U.S. District Judge Bruce D. Black has tossed out key evidence in a
narcotics case, charging officers built the case based entirely on the
defendant's race.

The ruling stems from a traffic stop and drug trafficking case involving a
California man who was stopped on I-40 near Gallup by State Police officers.

The judge ruled that the officers made the stop only because the driver,
Francisco Jivier Alcala-Castro, "was an Hispanic male."

The traffic stop, and subsequent drug trafficking investigation, occurred
on Nov. 7, 1999.

Black ruled Thursday that the investigation violated the constitutional
"equal protection" rights of Alcala-Castro.

"This ruling has huge significance, in the fact that the judge found that
ethnic profiling by the State Police was occurring, and that it was
Alcala-Castro's race which determined whether he was going to get stopped,
and investigated beyond the stop," said Paul Kennedy, Alcala-Castro's
defense attorney.

Alcala-Castro, a Mexican national who is a legal resident of the United
States, was driving from Salinas, Calif., to Oklahoma City when he was
stopped by two State Police officers. They claimed he was going two miles
over the 75 mph speed limit.

After Alcala-Castro signed his citation for speeding, the officers
testified, he voluntarily consented to allow them to search his vehicle.

He was charged with possession of more than 10 pounds of "a mixture and
substance containing a detectable amount of cocaine."
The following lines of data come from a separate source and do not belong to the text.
PR #3104, opened 2025-07-02
Add types to audit-consumers.ts

foolip:


ddbeck (approved):
This is nice. Thank you!

PR #3105, opened 2025-07-02
Simplify reading of .json.gz using web technologies only

foolip:


ddbeck:
Oh, this needs be deconflicted. Sorry about that, I guess I did these in a bad order.

foolip:
> Oh, this needs be deconflicted. Sorry about that, I guess I did these in a bad order.

Probably not, I usually send PRs that I know will conflict since I don't know which can be landed first.

PR #3109, opened 2025-07-03
Related apps feature

captainbrosset:
The BCD data is confusing to me. Edge and Chrome support `getInstalledRelatedApps`, but not `related_applications`, which makes no sense to me, since the former can only really work if the latter is also implemented.
Investigating ...


ddbeck:
Apparently I reviewed the original BCD for `related_applications` in https://github.com/mdn/browser-compat-data/pull/7386. We didn't cover Chrome (desktop) because neither the PR author nor myself could make sense of what was happening there, but the PR author had actually tried it on Android.

Last year, you changed that data from `null` to `false`in https://github.com/mdn/browser-compat-data/pull/23774, also making a guess about it.

Want to send a PR upstream to fix?

captainbrosset:
@ddbeck here is the BCD PR for it: https://github.com/mdn/browser-compat-data/pull/27234

features/related-apps.yml
```diff
@@ -0,0 +1,8 @@
+name: Related apps
+description: The `related_applications` manifest member lists the OS-specific applications that are related to the current web app, such as a native Android app that provices similar functionality. The `getInstalledRelatedApps()` method lists which of those are installed on the curent device.
```
ddbeck: Suggesting a typo fix here and consistency ("web app manifest member") with other descriptions like this one. I trimmed "native" to stay under the character limit.

```suggestion
description: The `related_applications` web app manifest member lists operating system-specific applications that are related to the current web app, such as an Android app that provides similar functionality. The `getInstalledRelatedApps()` method lists which of those are installed on the current device.
```

captainbrosset:
This is ready for another review and possibly merging. @ddbeck

PR #234, opened 2025-01-22
RSCBC-3: Implement query index management in the core

Matt-Woz:


sdk/couchbase-core/src/queryx/index.rs
```diff
@@ -0,0 +1,61 @@
...
+            IndexState::Online => "Online",
+            IndexState::Offline => "Offline",
+            IndexState::Abridged => "Abridged",
+            IndexState::Scheduled => "Scheduled",
+        };
+        write!(f, "{}", state_str)
+    }
+}
+
+impl From<IndexState> for String {
```
chvck, line 48: I don't think we need this given we have Display do we?

sdk/couchbase-core/src/queryx/query.rs
```diff
@@ -138,4 +147,538 @@ impl<C: Client> Query<C> {
...
+                let encoded_bucket = encode_value(&opts.bucket_name)?;
+                format!(
+                    "(keyspace_id={} AND bucket_id IS MISSING) OR bucket_id={}",
+                    encoded_bucket, encoded_bucket
+                )
+            } else {
+                "1=1".to_string()
+            }
+        } else if opts.collection_name.is_some() && opts.scope_name.is_some() {
+            let scope_name = normalise_default_name(opts.scope_name.as_ref().unwrap());
```
chvck, line 163: I feel like there must be a more idiomatic way of doing this than checking is_some and then unwrapping.

sdk/couchbase-core/src/queryx/query.rs
```diff
@@ -138,4 +147,538 @@ impl<C: Client> Query<C> {
...
+        }
+
+        let query_opts = QueryOptions::new()
+            .statement(qs)
+            .on_behalf_of(opts.on_behalf_of.clone());
+
+        let mut res = self.query(&query_opts).await;
+
+        // This is a bit mad...
+        match res {
```
chvck, line 271: We should check with PM which server versions we need to support, statements with IF NOT EXISTS are supported as of 7.1 and 7.0 is already end of maintenance and EOL in July - so is 7.1 actually.

sdk/couchbase-core/src/queryx/query.rs
```diff
@@ -138,4 +147,538 @@ impl<C: Client> Query<C> {
...
+            },
+            Ok(_) => Ok(()),
+        }
+    }
+
+    pub async fn build_deferred_indexes(
+        &self,
+        opts: &BuildDeferredIndexesOptions,
+    ) -> error::Result<()> {
+        let opts = GetAllIndexesOptions {
```
chvck, line 470: This makes me think that at this submodule level the fields on these options should be borrows. What do you think?

sdk/couchbase-core/src/queryx/query.rs
```diff
@@ -138,4 +147,538 @@ impl<C: Client> Query<C> {
...
+            on_behalf_of: opts.on_behalf_of.clone(),
+        };
+
+        let indexes = self.get_all_indexes(&opts).await?;
+
+        let mut deferred_indexes: HashMap<String, Vec<DeferredIndexName>> = HashMap::new();
+        for index in indexes {
+            if index.state == IndexState::Deferred {
+                let (bucket, scope, collection) = index_to_namespace_parts(&index);
+                let deferred_index = DeferredIndexName {
```
chvck, line 483: This could potentially be expensive too as we're allocating every string.

sdk/couchbase-core/src/queryx/query_options.rs
```diff
@@ -523,3 +523,344 @@ impl Serialize for QueryOptions {
...
+    }
+}
+
+#[derive(Debug, Clone, Default)]
+#[non_exhaustive]
+pub struct WatchIndexesOptions {
+    pub(crate) bucket_name: String,
+    pub(crate) scope_name: Option<String>,
+    pub(crate) collection_name: Option<String>,
+    pub(crate) timeout: Duration,
```
chvck, line 821: I think this timeout probably shouldn't exist. The watch operation will just run until the future is dropped.

sdk/couchbase-core/src/queryx/index.rs
chvck: It still seems like Display should cover this to me though. Is there a reason that we want to keep them separated?

sdk/couchbase-core/src/queryx/query.rs
chvck: Nice!

sdk/couchbase-core/src/queryx/index.rs
Matt-Woz: Ah I didn't realise that fmt::Display allows us to use `to_string()` (I was using .into())

chvck (approved):

PR #235, opened 2025-01-23
RSCBC-19: Rework the memdx error model

chvck:


sdk/couchbase-core/src/memdx/error.rs
```diff
@@ -2,168 +2,165 @@ use serde::Deserialize;
...
-            _ => false,
-        }
+    pub fn is_dispatch_error(&self) -> bool {
+        matches!(self.inner.kind, ErrorKind::Dispatch { .. })
     }
 
-    pub fn is_unknown_collection_id_error(&self) -> bool {
-        match self.kind.as_ref() {
-            ErrorKind::Server(e) => e.kind == ServerErrorKind::UnknownCollectionID,
+    pub fn is_server_error_kind(&self, kind: ServerErrorKind) -> bool {
```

But Black, who issued an order to suppress evidence in the case, said the
officers had no "objectively reasonable cause for stopping the defendant in
the first place."

They hadn't been able to use their radar to ascertain Alcala-Castro's speed
and "the odometer used to 'pace' the defendant was only calibrated for plus
or minus 2 miles per hour," Black noted.

Black also ruled that they had "neither reasonable suspicion nor probable
cause" to search his vehicle.

And because of language difficulties -- Alcala-Castro speaks little English
and the officers who arrested him spoke little Spanish -- they did not have
his "valid consent" to search the vehicle, Black ruled.

"The officers stopped defendant for the purpose of conducting a narcotics
investigation because he was an Hispanic male," Black wrote. "This
subsequent narcotics investigation would not have occurred but for the
defendant's race, and had no reasonable relation to the speeding ticket for
which defendant was initially stopped."

Alcala-Castro is still in federal custody in Santa Fe, Kennedy said. "Now
we're working to get him out." With evidence suppressed, he said, the state
will be unable to prosecute the case.

Assistant U.S. Attorney Stephen R. Kotz, the prosecutor in the case, could
not be reached for comment Friday.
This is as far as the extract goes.